Es verdad que esa campana existe. En la sala de espera hay viejas con la carne apelmazada, mal pintadas, con el esmalte de las uñas a medio quitar. Una de esas viejas dice a veces radiomaría y los pastores y el maná o la leche. Por suerte esa campana existe sólo a ratos, pero soñar contigo y luego verte, olerte la piel tras cuatro años de olvidar tu piel, me ciñe esa campana, me la pega a los ojos, me limita el oxígeno. Y la campana de Plath es el velo. Me di cuenta ayer, the bell jar es el velo amarillo. Gastar un día en nada, en estar dentro, en faltar a todo, en temer la lluvia, en dar vueltas bajo una colcha mientras cambia la luz, poner música de entonces y despertarme para salir, sin saber a dónde, salir y que estés en la puerta precisa en el instante preciso y tener tu piel tan cerca de la mía como si fuera la misma, como si aún estuviera soñando.
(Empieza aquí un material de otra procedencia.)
Issue #337, opened 2018-12-03
Stream stops receiving messages after changing connection from Wifi to Cellular


slavabulgakov:
### Question Checklist

- [x] Updated grpc-swift to the latest version
- [x] I read the [Contribution Guidelines](https://github.com/grpc/grpc-swift/blob/master/CONTRIBUTING.md)
- [x] I read [README](https://github.com/grpc/grpc-swift/blob/master/README.md)
- [x] I searched for [existing GitHub issues](https://github.com/grpc/grpc-swift/issues) (especially, there are many [resolved issues related to SSL](https://github.com/grpc/grpc-swift/issues?utf8=%E2%9C%93&q=is%3Aissue+is%3Aclosed+ssl))

### Question Subject
How to restart a stream after changing connection from Wifi to Cellular?

#### Question Description
I use SwiftGRPC in iOS app and I have the client like:
```
service UpdateService {
    rpc GetUpdates (UpdatesConnection) returns (stream Update);
}
```
I subscribe on connectivity state of channel:
```
updateClient.channel.subscribe { connectivityState in
...
}
```
Then I make request to create stream from server:
```
let call = try updateClient.getUpdates(UpdatesConnection()) { result in
	switch result.statusCode {
		…
	} 
}
```
When I change iPhone connection from Wifi to Cellular, the stream stops receiving messages from server but the ```connectivityState``` (subscription to connectivity state) and ```result.statusCode``` keeping silent. After few minutes ```connectivityState``` gets ```.idle``` and ```result.statusCode``` gets ```. unavailable```. When ```result.statusCode``` gets ```. unavailable``` I trying to call ```let call = try updateClient.getUpdates(UpdatesConnection())``` again, but stream doesn't receive messages anyway.
So I've added subscription on iOS network state (Reachability) and I destroy the ```updateClient``` and recreate it when connection get changed from WIfi to Cellular. Only after destroying and recreating the ```updateClient``` the stream works properly - it receive messages.
Am I doing right? Maybe my way is wrong and there is another way to restart stream after changing connection?

rebello95:
The current issue is extensively problematic because end consumers/calls are never notified if a connection goes offline. Instead, gRPC streams/channels stay active even though they're silently offline (though not destroyed). This can result in streams appearing to hang.

[...]

Issue #198, opened 2018-03-30
How do I close the connection?


bigodines:
I've a go server and I'm playing around with using this library for my client code. I haven't found anywhere a way to close a  channel connection I don't need anymore. What is the right way to close the channel between my client and server?

MrMage:
Good point! The channel and its completion queue get destroyed and shut down once the channel is deallocated. So once the last remaining reference to your channel or service client is released, the connection should be closed automatically.

rebello95:
Closing this out, it should be addressed by https://github.com/grpc/grpc-swift/pull/384.

PR #384, opened 2019-02-26
Add ability to manually shut down channels

rebello95:
Addresses https://github.com/grpc/grpc-swift/issues/198.

It's currently not possible to manually shut down a gRPC channel, which means that the only way to shut down a channel is to deallocate it. This requirement is a bit fragile for cases where a consumer wants to manually shut down a channel, since it requires confidence that nothing else is holding a strong reference to the channel.

This PR:
- Adds a `shutdown` function to `Channel`, allowing consumers to arbitrarily shut down connections
- Cancels all existing calls that are using the channel upon shutdown
- Validates that existing calls will throw errors when attempting to read/write from a previously shut down channel
- Ensures creating new calls using previously shut down channels will result in the initializer throwing (already handled by code generators)

This change is increasingly relevant because consumers will need to shut down channels and restart them to help mitigate issues when switching between wifi/cellular as mentioned here: https://github.com/grpc/grpc-swift/issues/337.

### DIFF
--- a/Sources/Examples/Simple/main.swift
+++ b/Sources/Examples/Simple/main.swift
@@ -30,7 +30,7 @@ func client() throws {
 
     let method = (i < steps - 1) ? "/hello" : "/quit"
     print("calling " + method)
-    let call = try! c.makeCall(method)
+    let call = try c.makeCall(method)
 
     let metadata = try Metadata([
       "x": "xylophone",
@@ -38,7 +38,7 @@ func client() throws {
       "z": "zither"
     ])
 
-    try! call.start(.unary, metadata: metadata, message: message) {
+    try call.start(.unary, metadata: metadata, message: message) {
       response in
       print("status:", response.statusCode)
       print("statusMessage:", response.statusMessage!)
--- a/Sources/Examples/Simple/main.swift
+++ b/Sources/Examples/Simple/main.swift
@@ -30,7 +30,7 @@ func client() throws {
 
     let method = (i < steps - 1) ? "/hello" : "/quit"
     print("calling " + method)
-    let call = c.makeCall(method)
+    let call = try! c.makeCall(method)
 
     let metadata = try Metadata([
       "x": "xylophone",
--- a/Sources/SwiftGRPC/Core/Channel.swift
+++ b/Sources/SwiftGRPC/Core/Channel.swift
@@ -21,12 +21,12 @@ import Foundation
 /// A gRPC Channel
 public class Channel {
   private let mutex = Mutex()
-  /// Weak references to API calls using this channel that are in-flight
-  private let activeCalls = NSHashTable<Call>.weakObjects()
   /// Pointer to underlying C representation
   private let underlyingChannel: UnsafeMutableRawPointer
   /// Completion queue for channel call operations
   private let completionQueue: CompletionQueue
+  /// Weak references to API calls using this channel that are in-flight
+  private var activeCalls = [WeakReference<Call>]()
   /// Observer for connectivity state changes. Created lazily if needed
   private var connectivityObserver: ConnectivityObserver?
   /// Whether the gRPC channel has been shut down
@@ -51,39 +51,32 @@ public class Channel {
   /// - Parameter address: the address of the server to be called
   /// - Parameter secure: if true, use TLS
   /// - Parameter arguments: list of channel configuration options
-  public init(address: String, secure: Bool = true, arguments: [Argument] = []) {
+  public convenience init(address: String, secure: Bool = true, arguments: [Argument] = []) {
     gRPC.initialize()
-    host = address
-    let argumentWrappers = arguments.map { $0.toCArg() }
 
-    underlyingChannel = withExtendedLifetime(argumentWrappers) {
+    let argumentWrappers = arguments.map { $0.toCArg() }
+    self.init(host: address, underlyingChannel: withExtendedLifetime(argumentWrappers) {
       var argumentValues = argumentWrappers.map { $0.wrapped }
       if secure {
         return cgrpc_channel_create_secure(address, kRootCertificates, nil, nil, &argumentValues, Int32(arguments.count))
       } else {
         return cgrpc_channel_create(address, &argumentValues, Int32(arguments.count))
       }
-    }
-    completionQueue = CompletionQueue(underlyingCompletionQueue: cgrpc_channel_completion_queue(underlyingChannel), name: "Client")
-    completionQueue.run() // start a loop that watches the channel's completion queue
+    })
   }
 
   /// Initializes a gRPC channel
   ///
   /// - Parameter address: the address of the server to be called
   /// - Parameter arguments: list of channel configuration options
-  public init(googleAddress: String, arguments: [Argument] = []) {
+  public convenience init(googleAddress: String, arguments: [Argument] = []) {
     gRPC.initialize()
-    host = googleAddress
-    let argumentWrappers = arguments.map { $0.toCArg() }
 
-    underlyingChannel = withExtendedLifetime(argumentWrappers) {
+    let argumentWrappers = arguments.map { $0.toCArg() }
+    self.init(host: googleAddress, underlyingChannel: withExtendedLifetime(argumentWrappers) {
       var argumentValues = argumentWrappers.map { $0.wrapped }
       return cgrpc_channel_create_google(googleAddress, &argumentValues, Int32(arguments.count))
-    }
-
-    completionQueue = CompletionQueue(underlyingCompletionQueue: cgrpc_channel_completion_queue(underlyingChannel), name: "Client")
-    completionQueue.run() // start a loop that watches the channel's completion queue
+    })
   }
 
   /// Initializes a gRPC channel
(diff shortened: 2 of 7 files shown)


Sources/SwiftGRPC/Core/Channel.swift
```diff
@@ -21,19 +21,31 @@ import Foundation
 /// A gRPC Channel
 public class Channel {
   private let mutex = Mutex()
+  /// Weak references to API calls using this channel that are in-flight
+  private let activeCalls = NSHashTable<Call>.weakObjects()
```
rebello95: Definitely open to suggestions here. Some other options I had considered:
1. Instead storing a `private var shutdownCallbacks: [() -> Void]()` and adding a `register` function to `Channel` which would then be called where the `Call` is instantiated outside of the `Channel`. This felt a bit wasteful since that means each call would have to be manually registered with a channel, and even after a call completes, a long-lived channel would end up with a large list of closures
2. To solve the large list of closures in `#1`, could also add an `unregister` function for a given call which is called when the call is deallocated, but that would get a bit messy with all the required state tracking

The solution I stuck with (`NSHashTable` with `weak` references) seemed like the cleanest

Sources/Examples/Simple/main.swift
```diff
@@ -30,7 +30,7 @@ func client() throws {
 
     let method = (i < steps - 1) ? "/hello" : "/quit"
     print("calling " + method)
-    let call = c.makeCall(method)
+    let call = try! c.makeCall(method)
```
MrMage: How about just `try`?

Sources/SwiftGRPC/Core/Channel.swift
MrMage: Unfortunately, `NSHashTable` is not available on Linux. Another alternative could be to have something like this:

```
// Might need to use `class` instead of `struct`.
struct WeakReference<T: class> {
  weak var value: T?

  init(value: T) {
    self.value = value
  }
}

...

private var activeCalls: [WeakReference<Call>] = []
```

and prune out `nil` references (e.g. via `self.activeCalls = self.activeCalls.filter { $0.value != nil }`) on a regular basis, e.g. every 60 seconds.

Or, do we actually even need this at all? Maybe gRPC-Core automatically shuts down all calls when the corresponding channel has been destroyed, so we wouldn't need to do anything?

Sources/SwiftGRPC/Core/Channel.swift
```diff
@@ -108,11 +129,20 @@ public class Channel {
...
-    let underlyingCall = cgrpc_channel_create_call(underlyingChannel, method, host, timeout)!
-    return Call(underlyingCall: underlyingCall, owned: true, completionQueue: completionQueue)
+  public func makeCall(_ method: String, host: String? = nil, timeout: TimeInterval? = nil) throws -> Call {
+    guard (self.mutex.synchronize { !self.hasBeenShutdown }) else {
+      throw Error.alreadyShutdown
+    }
+
+    guard let underlyingCall = cgrpc_channel_create_call(
+      self.underlyingChannel, method, host ?? self.host, timeout ?? self.timeout) else
+    {
```
MrMage: nit: move `{` to the preceding line, or have `else { throw ... }` all on the same line?

Sources/SwiftGRPC/Core/Channel.swift
```diff
@@ -108,11 +129,20 @@ public class Channel {
...
-    let host = host.isEmpty ? self.host : host
-    let timeout = timeout ?? self.timeout
-    let underlyingCall = cgrpc_channel_create_call(underlyingChannel, method, host, timeout)!
-    return Call(underlyingCall: underlyingCall, owned: true, completionQueue: completionQueue)
+  public func makeCall(_ method: String, host: String? = nil, timeout: TimeInterval? = nil) throws -> Call {
+    guard (self.mutex.synchronize { !self.hasBeenShutdown }) else {
+      throw Error.alreadyShutdown
+    }
+
+    guard let underlyingCall = cgrpc_channel_create_call(
```
MrMage: Potential race condition: the channel might have been shut down in between the check above and this call here. You could avoid that by moving the `cgrpc_channel_create_call` into the synchronized closure. (At that point, I would probably just put essentially the entire method's contents into one big sync block, should still be fast enough.)

rebello95: Yep, good call

Sources/SwiftGRPC/Core/Channel.swift
rebello95: > Another alternative could be to have something like this:

Yes, that could work. I can update to use that functionality. 

> prune out `nil` references (e.g. via `self.activeCalls = self.activeCalls.filter { $0.value != nil }`) on a regular basis, e.g. every 60 seconds

Could do that. Not a huge fan of having to run a "cleanup" task, but the only other viable alternatives that come to mind are doing it every time a new call is made (which is probably too often) or every X times a new call is made 😕 

> do we actually even need this at all? Maybe gRPC-Core automatically shuts down all calls when the corresponding channel has been destroyed, so we wouldn't need to do anything?

Unfortunately, although gRPC-Core might be shutting down the underlying calls, it doesn't see, to notify us about them as far as I can tell. For example, if I remove the `self.activeCalls.allObjects.forEach { $0.cancel() }` line, the `testCancelsActiveCallWhenShutdownIsCalled` test fails. I think we're stuck with doing it manually unless I'm missing something

Sources/SwiftGRPC/Core/Channel.swift
rebello95: Moved to using a `lock()` and `unlock()` here since it makes throwing/returning simpler

Sources/Examples/Simple/main.swift
rebello95: Updated - was going off of the other `try!` below. Fixed that one too

Sources/SwiftGRPC/Core/Channel.swift
rebello95: Updated if you can take another look 🙏

Sources/SwiftGRPC/Core/Channel.swift
```diff
@@ -139,4 +160,39 @@ public class Channel {
...
+    self.mutex.synchronize {
+      self.activeCalls = self.activeCalls.filter { $0.value != nil }
+    }
+    self.scheduleActiveCallCleanUp()
+  }
+}
+
+/// Used to hold weak references to objects since `NSHashTable<T>.weakObjects()` isn't available on Linux.
+/// If/when this type becomes available on Linux, this should be replaced.
+private final class WeakReference<T: AnyObject> {
```
MrMage: nit: move to the top of the file?

Sources/SwiftGRPC/Core/Channel.swift
```diff
@@ -139,4 +160,39 @@ public class Channel {
...
+  weak var value: T?
```
MrMage: `private(set) weak`, to make it more clear that this can only be changed by a deallocation?

Tests/SwiftGRPCTests/ChannelShutdownTests.swift
```diff
@@ -0,0 +1,97 @@
...
+    XCTAssertThrowsError(try self.client.channel.makeCall("foobar")) { error in
+      XCTAssertEqual(.alreadyShutdown, error as? Channel.Error)
+    }
+  }
+
+  func testCallReceiveThrowsWhenChannelIsShutDown() {
+    let call = try! self.client.channel.makeCall("foo")
+    self.client.channel.shutdown()
+
+    XCTAssertThrowsError(try call.receiveMessage(completion: { _ in })) { error in
```
MrMage: would `completion: nil` work as well? Don't know the interface off the top of my head. (also below)

Tests/SwiftGRPCTests/ChannelShutdownTests.swift
```diff
@@ -0,0 +1,97 @@
...
+      XCTAssertEqual(.completionQueueShutdown, error as? CallError)
+      XCTAssertNotNil(self.client.channel)
```
MrMage: What's this for?

Tests/SwiftGRPCTests/ChannelShutdownTests.swift
```diff
@@ -0,0 +1,97 @@
...
+    let errorExpectation = self.expectation(description: "error is returned to call when channel is shut down")
+    let call = try! self.client.channel.makeCall("foo")
+
+    try! call.receiveMessage { result in
+      XCTAssertFalse(result.success)
+      errorExpectation.fulfill()
+    }
+
+    self.client.channel.shutdown()
+    self.waitForExpectations(timeout: 0.1)
```
MrMage: This is less than the regular call timeout, ensuring that the channel shutdown shuts down the call _before it would have been finished due to a timeout, anyway_, right? Would this still pass if you remove `self.activeCalls.forEach { $0.value?.cancel() }` from `channel.shutdown()`? In that case, maybe we could get rid of `Channel.activeCalls` altogether?

Sources/SwiftGRPC/Core/Channel.swift
rebello95: good call

Tests/SwiftGRPCTests/ChannelShutdownTests.swift
rebello95: These closures are non-optional but I can make them trailing closures instead

Tests/SwiftGRPCTests/ChannelShutdownTests.swift
rebello95: Original thought was to make sure that the channel was shut down manually instead of because it was deallocated, but now that you mention it I don't think that really makes sense to test. Removing

Tests/SwiftGRPCTests/ChannelShutdownTests.swift
rebello95: >  This is less than the regular call timeout, ensuring that the channel shutdown shuts down the call _before it would have been finished due to a timeout, anyway_, right?

Yes, correct

>  Would this still pass if you remove `self.activeCalls.forEach { $0.value?.cancel() }` from `channel.shutdown()`?

Nope, commenting out that line causes this test to fail

Tests/SwiftGRPCTests/ChannelShutdownTests.swift
MrMage: Yes, also, the channel is retained at the test case level, so it can't be deallocated before the test case is.

Tests/SwiftGRPCTests/ChannelShutdownTests.swift
MrMage: Thanks for checking!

Es normal, me parece, que aparezca el velo, esa campana, si sueño que existes, que vuelves a existir, y minutos más tarde, casi simultáneamente, no más tarde, estás ahí, paralelo a mi cuerpo, existiendo otra vez y besándome las mejillas, como si alguna vez tú y yo nos hubiéramos besado las mejillas. Es normal el velo y la campana de cristal y acordarse de todo eso con un temblor muy leve en las manos si pasa una hora y media en la sala de espera incorrecta, en un lugar en el que no se quiere estar.
1 comentario:
Es curioso; anoche escribía sobre Sylvia Plath y la locura de sentirse sola en un mundo lleno de ojos. Siempre me he preguntado si la casualidad es una causa (o una campana).